* MATERIAL FOR THE TASK

□ □ □ □ □ □ □

PR #429, opened 2020-04-03
feat: build snyk-monitor with a Red Hat UBI 8 base image

ivanstanev:

### What this does

As part of the Red Hat certification process we need to use a Red Hat approved base image for our product.

### More information

- [Jira ticket RUN-828](https://snyksec.atlassian.net/browse/RUN-828)

### DIFF
--- a/Dockerfile
+++ b/Dockerfile
@@ -12,18 +12,20 @@ RUN cd $GOPATH/src/github.com/containers/skopeo \
 #---------------------------------------------------------------------
 # STAGE 2: Build the kubernetes-monitor
 #---------------------------------------------------------------------
-FROM node:erbium-alpine
+FROM registry.access.redhat.com/ubi8/ubi:latest
 
 LABEL maintainer="Snyk Ltd"
 
 ENV NODE_ENV production
 
-RUN apk update
-RUN apk upgrade
-RUN apk --no-cache add dumb-init
+RUN curl -sL https://rpm.nodesource.com/setup_12.x | bash -
+RUN yum install -y nodejs
 
-RUN addgroup -S -g 10001 snyk
-RUN adduser -S -G snyk -h /srv/app -u 10001 snyk
+RUN curl -L -o /usr/bin/dumb-init https://github.com/Yelp/dumb-init/releases/download/v1.2.2/dumb-init_1.2.2_amd64
+RUN chmod 755 /usr/bin/dumb-init
+
+RUN groupadd -g 10001 snyk
+RUN useradd -g snyk -d /srv/app -u 10001 snyk
 
 WORKDIR /srv/app
 USER 10001:10001
@@ -44,6 +46,9 @@ RUN npm install
 
 # add the rest of the app files
 ADD --chown=snyk:snyk . .
+
+# OpenShift 4 doesn't allow dumb-init access the app folder without this permission.
+RUN chmod 755 /srv/app && chmod 755 /srv/app/bin && chmod +x /srv/app/bin/start
 
 # Complete any `prepare` tasks (e.g. typescript), as this step ran automatically prior to app being copied
 RUN npm run prepare


.circleci/config.yml
```diff
@@ -52,16 +52,23 @@ commands:
...
-            IMAGE_NAME_CANDIDATE=snyk/kubernetes-monitor:${IMAGE_TAG}-${CIRCLE_SHA1} &&
-            ./scripts/docker/build-image.sh ${IMAGE_NAME_CANDIDATE} &&
+            docker login --username "${CONTAINER_REGISTRY_USERNAME}" --password "${CONTAINER_REGISTRY_PASSWORD}" registry.redhat.io
+            IMAGE_TAG=$([[ "$CIRCLE_BRANCH" == "staging" ]] && echo "staging-candidate" || echo "discardable")
+            IMAGE_NAME_CANDIDATE=snyk/kubernetes-monitor:${IMAGE_TAG}-${CIRCLE_SHA1}
+            RED_HAT_AUTH_CREDENTIALS_FILE=credentials
+            echo "${RED_HAT_USERNAME}" >> ${RED_HAT_AUTH_CREDENTIALS_FILE}
+            echo "${RED_HAT_PASSWORD}" >> ${RED_HAT_AUTH_CREDENTIALS_FILE}
+            # TODO: only Docker version 19.03.3 with BuildKit can pull the image using the FROM directive in the Dockerfile
+            docker pull registry.access.redhat.com/ubi8/ubi:latest
```
shaimendel, line 69: are we ok with always using `latest` vs using a specific version?

.circleci/config.yml
```diff
@@ -52,16 +52,23 @@ commands:
...
           name: Build image
           command: |
-            docker login --username ${DOCKERHUB_USER} --password ${DOCKERHUB_PASSWORD} &&
-            export IMAGE_TAG=$([[ "$CIRCLE_BRANCH" == "staging" ]] && echo "staging-candidate" || echo "discardable") &&
-            IMAGE_NAME_CANDIDATE=snyk/kubernetes-monitor:${IMAGE_TAG}-${CIRCLE_SHA1} &&
-            ./scripts/docker/build-image.sh ${IMAGE_NAME_CANDIDATE} &&
+            docker login --username "${CONTAINER_REGISTRY_USERNAME}" --password "${CONTAINER_REGISTRY_PASSWORD}" registry.redhat.io
+            IMAGE_TAG=$([[ "$CIRCLE_BRANCH" == "staging" ]] && echo "staging-candidate" || echo "discardable")
+            IMAGE_NAME_CANDIDATE=snyk/kubernetes-monitor:${IMAGE_TAG}-${CIRCLE_SHA1}
+            RED_HAT_AUTH_CREDENTIALS_FILE=credentials
```
shaimendel, line 65: can we push this image to a snyk org and use it from there? so we do this manually one time, and the local build and CI/CD stays basically the same

Dockerfile
```diff
@@ -1,37 +1,23 @@
...
 
-RUN apk update
-RUN apk upgrade
-RUN apk --no-cache add dumb-init
+RUN curl -sL https://rpm.nodesource.com/setup_12.x | bash -
+RUN yum install -y nodejs
 
-RUN addgroup -S -g 10001 snyk
-RUN adduser -S -G snyk -h /srv/app -u 10001 snyk
+RUN --mount=type=secret,id=credentials cat /run/secrets/credentials | subscription-manager register --auto-attach
```
shaimendel, line 11: why can't we build skopeo in the old manner?

.circleci/config.yml
ivanstanev: I think so, I assume we would be getting mostly security fixes with new releases and no breaking changes

.circleci/config.yml
ivanstanev: I think it's not relevant any more

Dockerfile
```diff
@@ -43,4 +42,4 @@ ADD --chown=snyk:snyk . .
 # Complete any `prepare` tasks (e.g. typescript), as this step ran automatically prior to app being copied
 RUN npm run prepare
 
-ENTRYPOINT ["/usr/bin/dumb-init", "--", "bin/start"]
+ENTRYPOINT ["bin/start"]
```
Shesekino, line 45: what about dumb-init?  does the UBI have something similar?

ivanstanev: Yes, UBI comes with its own init manager 🙏 
`ubi-minimal` doesn't so that's why I opted for the full `ubi`; would've been nice to have the slimmer image

Dockerfile
```diff
@@ -12,18 +12,17 @@ RUN cd $GOPATH/src/github.com/containers/skopeo \
...
 # STAGE 2: Build the kubernetes-monitor
 #---------------------------------------------------------------------
-FROM node:erbium-alpine
+FROM registry.access.redhat.com/ubi8/ubi:latest
 
 LABEL maintainer="Snyk Ltd"
 
 ENV NODE_ENV production
 
-RUN apk update
```
ivanstanev, line 21: Should I preserve the alternative: `yum update` before doing anything else?

Dockerfile
```diff
@@ -12,18 +12,17 @@ RUN cd $GOPATH/src/github.com/containers/skopeo \
...
-RUN apk upgrade
-RUN apk --no-cache add dumb-init
+RUN curl -sL https://rpm.nodesource.com/setup_12.x | bash -
+RUN yum install -y nodejs
```
shaimendel, line 22: can't we somehow install dumb-init?

ivanstanev: dumb-init is a drop-in for when an init system doesn't exist, `ubi` has one already:
https://github.com/snyk/kubernetes-monitor/pull/429#discussion_r403958309

Dockerfile
shaimendel: does UBI's init manager has the same capabilities of dumb-init? in terms of proxying signals etc

Dockerfile
```diff
@@ -47,6 +47,9 @@ RUN npm install
 # add the rest of the app files
 ADD --chown=snyk:snyk . .
 
+# OpenShift 4 doesn't allow the user can't access the app files without giving permission access.
+RUN chmod +x .
```
shaimendel, line 51: 1. if possible to improve the syntax of the comment :) 
2. why do you need the +x? what is it trying to execute? I wonder if +r or +w should be enough
3. don't you need to make that recursive? I find it weird that it works 😆

shaimendel: pay attention that your chmod +x patch only applies to the app folder, I wonder if for some reason chmod +x bin will be enough

agranado2k: The problem was that `dumb-init` was trying to access the `bin/start` and it didn't have permission. I tried to be more specific to access only `bin/start` and it didn't work. But let me try your suggestions, I prefer it would be more specific than generic too.

PR #430, opened 2020-04-03
chore: slack integration scripts rewritten to python

agatakrajewska:

### What this does

We wanted to clean up circleci scripts, rewriting them into python so they are environment agnostic.

### More information

- [Jira ticket RUN-840](https://snyksec.atlassian.net/browse/RUN-840)

### Screenshots

### DIFF
--- a/.circleci/config.yml
+++ b/.circleci/config.yml
@@ -48,6 +48,14 @@ commands:
             echo 'export NVM_DIR="/opt/circleci/.nvm"' >> $BASH_ENV
             echo '[ -s "$NVM_DIR/nvm.sh" ] && \. "$NVM_DIR/nvm.sh"' >> $BASH_ENV
             echo 'nvm use 12' >> $BASH_ENV
+  install_python_requests:
+    description: Install requests library
+    steps:
+      - run:
+          command: |
+            sudo apt update
+            sudo apt install python3-requests
+           
 
 jobs:
 ######################## PR OR MERGE TO STAGING ########################
@@ -55,6 +63,7 @@ jobs:
     <<: *default_machine_config
     steps:
       - checkout
+      - install_python_requests
       - run:
           name: Build image
           command: |
@@ -66,13 +75,14 @@ jobs:
       - run:
           name: Notify Slack on failure
           command: |
-            ./scripts/slack/notify-failure-on-branch.sh "staging-build-image-${CIRCLE_SHA1}"
+            ./scripts/slack/notify_failure_on_branch.py "staging-build-image-${CIRCLE_SHA1}"
           when: on_fail
 
   build_operator:
     <<: *default_machine_config
     steps:
       - checkout
+      - install_python_requests
       - run:
           name: Download Operator SDK
           command: |
@@ -105,7 +115,7 @@ jobs:
       - run:
           name: Notify Slack on failure
           command: |
-            ./scripts/slack/notify-failure-on-branch.sh "staging-build-operator-${CIRCLE_SHA1}"
+            ./scripts/slack/notify_failure_on_branch.py "staging-build-operator-${CIRCLE_SHA1}"
           when: on_fail
 
   upload_operator:
@@ -131,6 +141,7 @@ jobs:
     steps:
       - checkout
       - setup_node12
+      - install_python_requests
       - run:
           name: Unit tests
           command: |
@@ -140,7 +151,7 @@ jobs:
       - run:
           name: Notify Slack on failure
           command: |
-            ./scripts/slack/notify-failure-on-branch.sh "staging-unit-tests-${CIRCLE_SHA1}"
+            ./scripts/slack/notify_failure_on_branch.py "staging-unit-tests-${CIRCLE_SHA1}"
           when: on_fail
   
   system_tests:
@@ -148,6 +159,7 @@ jobs:
     steps:
       - checkout
       - setup_node12
+      - install_python_requests
       - run:
           name: System tests
           command: |
@@ -156,7 +168,7 @@ jobs:
       - run:
           name: Notify Slack on failure
           command: |
-            ./scripts/slack/notify-failure-on-branch.sh "staging-system-tests-${CIRCLE_SHA1}"
+            ./scripts/slack/notify_failure_on_branch.py "staging-system-tests-${CIRCLE_SHA1}"
           when: on_fail
 
   integration_tests:
@@ -164,6 +176,7 @@ jobs:
     steps:
       - checkout
       - setup_node12
+      - install_python_requests
       - run:
           name: create temp dir for logs
           command: mkdir -p /tmp/logs/test/integration/kind
@@ -175,7 +188,7 @@ jobs:
       - run:
           name: Notify Slack on failure
           command: |
-            ./scripts/slack/notify-failure-on-branch.sh "staging-integration-tests-${CIRCLE_SHA1}"
+            ./scripts/slack/notify_failure_on_branch.py "staging-integration-tests-${CIRCLE_SHA1}"
           when: on_fail
       - store_artifacts:
           path: /tmp/logs/test/integration/kind
@@ -185,6 +198,7 @@ jobs:
     steps:
       - checkout
       - setup_node12
+      - install_python_requests
       - run:
           name: Create temporary directory for logs
           command: mkdir -p /tmp/logs/test/integration/kind-helm
@@ -196,7 +210,7 @@ jobs:
       - run:
           name: Notify Slack on failure
           command: |
-            ./scripts/slack/notify-failure-on-branch.sh "staging-integration-helm-tests-${CIRCLE_SHA1}"
+            ./scripts/slack/notify_failure_on_branch.py "staging-integration-helm-tests-${CIRCLE_SHA1}"
           when: on_fail
       - store_artifacts:
           path: /tmp/logs/test/integration/kind-helm
@@ -205,6 +219,7 @@ jobs:
     <<: *default_machine_config
     steps:
       - checkout
+      - install_python_requests
       - run:
           name: Create temp dir for logs
           command: mkdir -p /tmp/logs/test/integration/eks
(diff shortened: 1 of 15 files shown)


.circleci/config.yml
```diff
@@ -51,6 +51,10 @@ commands:
 
 jobs:
 ######################## PR OR MERGE TO STAGING ########################
+  check_python_version:
```
agatakrajewska, line 54: this job is here only for testing, will remove

.circleci/config.yml
```diff
@@ -48,13 +48,22 @@ commands:
             echo 'export NVM_DIR="/opt/circleci/.nvm"' >> $BASH_ENV
             echo '[ -s "$NVM_DIR/nvm.sh" ] && \. "$NVM_DIR/nvm.sh"' >> $BASH_ENV
             echo 'nvm use 12' >> $BASH_ENV
+  pip_install_requests:
+    description: Install requests library
+    steps:
+      - run:
+          command: |
+            sudo apt update
+            sudo apt install python3-requests
```
Shesekino, line 57: do we not have ```pip``` there?

scripts/slack/notify_deploy.py
```diff
@@ -0,0 +1,24 @@
+#!/usr/bin/python3
+
+import sys
+import requests
+import json
+
+image_name = sys.argv[2]
```
Shesekino, line 7: what's in argv[1]?

scripts/slack/notify_failure.py
```diff
@@ -0,0 +1,29 @@
+#!/usr/bin/python3
+
+import sys
+import requests
+import json
+import os
+
+def notifyslack( branch_name ):
```
Shesekino, line 8: notifySlack

Shesekino, line 8: no need for spaces between brackets

Shesekino, line 8: I think it might be nicer if all the scripts are consistent in exposing a function, even if right now some of them are only called directly

scripts/slack/notify_failure_on_branch.py
```diff
@@ -0,0 +1,14 @@
...
+import subprocess
+from notify_failure import notifyslack
+
+display_branch_name = sys.argv[1]
+circle_branch_name = os.getenv('CIRCLE_BRANCH')
+
+if circle_branch_name == 'staging':
+    notifyslack(display_branch_name)
+else:
+    print('Current branch is ' + circle_branch_name + 'so skipping notifying Slack')
```
Shesekino, line 14: missing space after the 2nd plus?

scripts/slack/notify_push.py
```diff
@@ -0,0 +1,27 @@
+#!/usr/bin/python3
+
+import requests
+import json
+
+def notifyslack( branch_name ):
```
Shesekino, line 6: notifySlack, no spaces between brackets

scripts/slack/notify_push.py
```diff
@@ -0,0 +1,27 @@
...
+          'color': '#7CD197',
+          'fallback': 'Build Notification: ' + circle_build_url,
+          'title': 'Kubernetes-Monitor Publish Notification',
+          'text': ':egg_fancy: Published Kubernetes-Monitor: `' + branch_name + '` :egg_fancy:'
+        }
+      ]
+    }
+
+    requests.post(url, data = json.dumps(data))
+    return
```
Shesekino, line 23: not sure we need the ```return``` here

scripts/slack/notify_success_no_publish.py
```diff
@@ -0,0 +1,21 @@
...
+    {
+      'color': '#7CD197',
+      'fallback': 'Build Notification: ' + circle_build_url,
+      'title': 'Kubernetes-Monitor Publish Notification',
+      'text': ':egg_fancy: Successful `master` merge, but no `gh-pages` release occurring :egg_fancy:'
+    }
+  ]
+}
+
+requests.post(url, data = json.dumps(data))
```
Shesekino, line 21: can remove the spaces around the ```=```
(in other places as well, when passed as named arguments to a function)

scripts/slack/notify_success_no_release.py
```diff
@@ -0,0 +1,21 @@
...
+    {
+      'color': '#7CD197',
+      'fallback': 'Build Notification: ' + circle_build_url,
+      'title': 'Kubernetes-Monitor Publish Notification',
+      'text': ':egg_fancy: Successful `staging` merge, but no semantic-release occurring :egg_fancy:'
+    }
+  ]
+}
+
+requests.post(url, data = json.dumps(data))
```
Shesekino, line 21: are you sure we need the ```json.dumps``` here? and in the other places
https://www.w3schools.com/python/ref_requests_post.asp

.circleci/config.yml
agatakrajewska: There is some sort of ssl problem using requests installed with pip and python2. That  problem is fixed in python3 so to be able to use requests with python3 this was the way it had to be installed after lots of trial end error. Hope it makes sense? This is the slack thread with all the detail: https://snyk.slack.com/archives/CDSMEJ29E/p1586268718117900

ivanstanev: The name of the job is probably misleading though: `pip_install_requests` but doesn't use pip to install! Maybe a more generic `install_requests_python`. Or alternatively the very specific `apt_install_python3_requests` 🤷‍♂ Up to you!

scripts/slack/notify_deploy.py
agatakrajewska: that should definitely be 1 and 2 index below, fixing now.

scripts/slack/notify_failure.py
agatakrajewska: Good point 👍

scripts/slack/notify_deploy.py
ivanstanev: If we look at the usage of this notify_deploy script:
```sh
./scripts/slack/notify_deploy.py $LATEST_TAG dev
```
I think argv[1] would be the name of the tag, and argv[2] the deployment env... so argv[3] doesn't exist, right? I think the indices are 1 too many

scripts/slack/notify_failure.py
```diff
@@ -0,0 +1,29 @@
...
+          'color': '#EE0000',
+          'fallback': 'Build Notification: ' + circle_build_url,
+          'title': ':warning: Kubernetes-Monitor Merge Failure :warning:',
+          'text': ':egg_broken_1: Kubernetes-Monitor broken branch: `' + branch_name + '` :egg_broken_1:\n' + circle_build_url
+        }
+      ]
+    }
+
+    requests.post(url, data = json.dumps(data))
+    return
```
ivanstanev, line 25: Also not sure we need a return here

scripts/slack/notify_push.py
agatakrajewska: For some reason I was under the impression that every method in python needs a return statement! I just double checked and it does not, if it's skipped 'None' is returned 👍

scripts/slack/notify_success_no_release.py
agatakrajewska: Hmm maybe not! Looks like I can send it a json parameter, looking into it now

.circleci/config.yml
agatakrajewska: you're right! I've changed how I install requests, but didn't change the name of the job 👍

scripts/slack/notify_deploy.py
agatakrajewska: that is fixed now!

scripts/slack/notify_deploy.py
```diff
@@ -0,0 +1,27 @@
...
+    url = os.getenv('SLACK_WEBHOOK')
+
+    data = {
+      'attachments': 
+      [
+        {
+          'color': '#7CD197',
+          'fallback': 'Build Notification: ' + circle_build_url,
+          'title': 'Kubernetes-Monitor Deploy Notification',
+          'text': ':hatching_chick: Deploying Kubernetes-Monitor on `'+ deployment_env_name + '`:`' + image_name + '`: :hatching_chick:'
```
ivanstanev, line 17: I think it needs a space after the colon (if you look at the shell script it had a space):
```python
'`: `'
```
There also isn't a colon before the chick emoji:
```python
` :hatching_chick:'
```

scripts/slack/notify_success_no_publish.py
```diff
@@ -0,0 +1,24 @@
...
+          'title': 'Kubernetes-Monitor Publish Notification',
+          'text': ':egg_fancy: Successful `master` merge, but no `gh-pages` release occurring :egg_fancy:'
+        }
+      ]
+    }
+
+    requests.post(url, json=data)
+
+if __name__ == '__main__':
+    notifySlack()
```
ivanstanev, line 24: Missing endline 🙏

scripts/slack/notify_success_no_release.py
```diff
@@ -0,0 +1,24 @@
...
+          'title': 'Kubernetes-Monitor Publish Notification',
+          'text': ':egg_fancy: Successful `staging` merge, but no semantic-release occurring :egg_fancy:'
+        }
+      ]
+    }
+
+    requests.post(url, json=data)
+
+if __name__ == '__main__':
+    notifySlack()
```
ivanstanev, line 24: Missing endline 🙏

scripts/slack/notify_deploy.py
ivanstanev: The space after the colon is missing though!
Currently:
```python
deployment_env_name + '`:`' + image_name
```
How it should be:
```python
deployment_env_name + '`: `' + image_name
```

agatakrajewska: yes, sorry, I've added it in the wrong place 🤦‍♀

scripts/slack/notify_push.py
Shesekino: yes, just like ```undefined``` for Node :)

PR #990, opened 2022-01-17
fix: retry on network errors in K8s API informers

ivanstanev:

### What this does

Add several other errors to the list of retryable errors for when the informer faces a network issue. This should make reconnecting to the K8s API more robust as these network errors are normally only temporary.

### DIFF
--- a/src/supervisor/watchers/handlers/index.ts
+++ b/src/supervisor/watchers/handlers/index.ts
@@ -30,7 +30,7 @@ import {
 import { k8sApi, kubeConfig } from '../../cluster';
 import * as kubernetesApiWrappers from '../../kuberenetes-api-wrappers';
 import { IWorkloadWatchMetadata, FALSY_WORKLOAD_NAME_MARKER } from './types';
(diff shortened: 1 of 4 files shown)


src/supervisor/watchers/handlers/index.ts
```diff
@@ -211,18 +212,22 @@ export async function setupInformer(
...
-        {},
-        `informer ${ECONNRESET_ERROR_CODE} occurred, restarting informer`,
+        logContext,
+        `informer ${code} occurred, restarting informer`,
       );
 
       // Restart informer after 1sec
       setTimeout(async () => {
         await informer.start();
       }, 1000);
```
minsiyang, line 225: So this returns a Promise. It doesn't throw err? If this fails, then do we retry?

ivanstanev: The `.start` function doesn't itself throw. Instead we'll get a event in this same error handler, so it will enter this piece of code again

minsiyang (approved):

PR #993, opened 2022-01-17
fix: pull OCI archives instead of Docker archives

ivanstanev:

### What this does

For some image archives this results in much smaller pulled images as it allows to directly download compressed layers.
Also, it reduces the need to convert between different formats on the fly, which skopeo had to do for us.

### DIFF
--- a/src/scanner/index.ts
+++ b/src/scanner/index.ts
@@ -17,7 +17,11 @@ import {
   ILocalWorkloadLocator,
   Telemetry,
 } from '../transmitter/types';
-import { IPullableImage, IScanImage } from './images/types';
+import {
+  IPullableImage,
+  IScanImage,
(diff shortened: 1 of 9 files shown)


src/scanner/index.ts
```diff
@@ -74,42 +78,37 @@ export async function sendDeleteWorkloadRequest(
...
-      accum[meta.imageName] = {
-        imageWithDigest: digest && `${imageName}@${digest}`,
-        imageName: meta.imageName, // Image name with tag
-      };
-
-      return accum;
-    },
-    {},
-  );
+  const uniqueImages = workloadMetadata.reduce((accum, meta) => {
```
ivanstanev, line 81: Removed the type since it's now assigned to the `accumulator`, but then prettier reformatted everything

□ □ □ □ □ □ □

* TASK
Reproduce the entries exactly, but only from their first line to the line holding "-d /srv/app -u 10001 snyk", with that last line kept.

* ANSWER AREA
PR #429, opened 2020-04-03
feat: build snyk-monitor with a Red Hat UBI 8 base image

ivanstanev:

### What this does

As part of the Red Hat certification process we need to use a Red Hat approved base image for our product.

### More information

- [Jira ticket RUN-828](https://snyksec.atlassian.net/browse/RUN-828)

### DIFF
--- a/Dockerfile
+++ b/Dockerfile
@@ -12,18 +12,20 @@ RUN cd $GOPATH/src/github.com/containers/skopeo \
 #---------------------------------------------------------------------
 # STAGE 2: Build the kubernetes-monitor
 #---------------------------------------------------------------------
-FROM node:erbium-alpine
+FROM registry.access.redhat.com/ubi8/ubi:latest
 
 LABEL maintainer="Snyk Ltd"
 
 ENV NODE_ENV production
 
-RUN apk update
-RUN apk upgrade
-RUN apk --no-cache add dumb-init
+RUN curl -sL https://rpm.nodesource.com/setup_12.x | bash -
+RUN yum install -y nodejs
 
-RUN addgroup -S -g 10001 snyk
-RUN adduser -S -G snyk -h /srv/app -u 10001 snyk
+RUN curl -L -o /usr/bin/dumb-init https://github.com/Yelp/dumb-init/releases/download/v1.2.2/dumb-init_1.2.2_amd64
+RUN chmod 755 /usr/bin/dumb-init
+
+RUN groupadd -g 10001 snyk
+RUN useradd -g snyk -d /srv/app -u 10001 snyk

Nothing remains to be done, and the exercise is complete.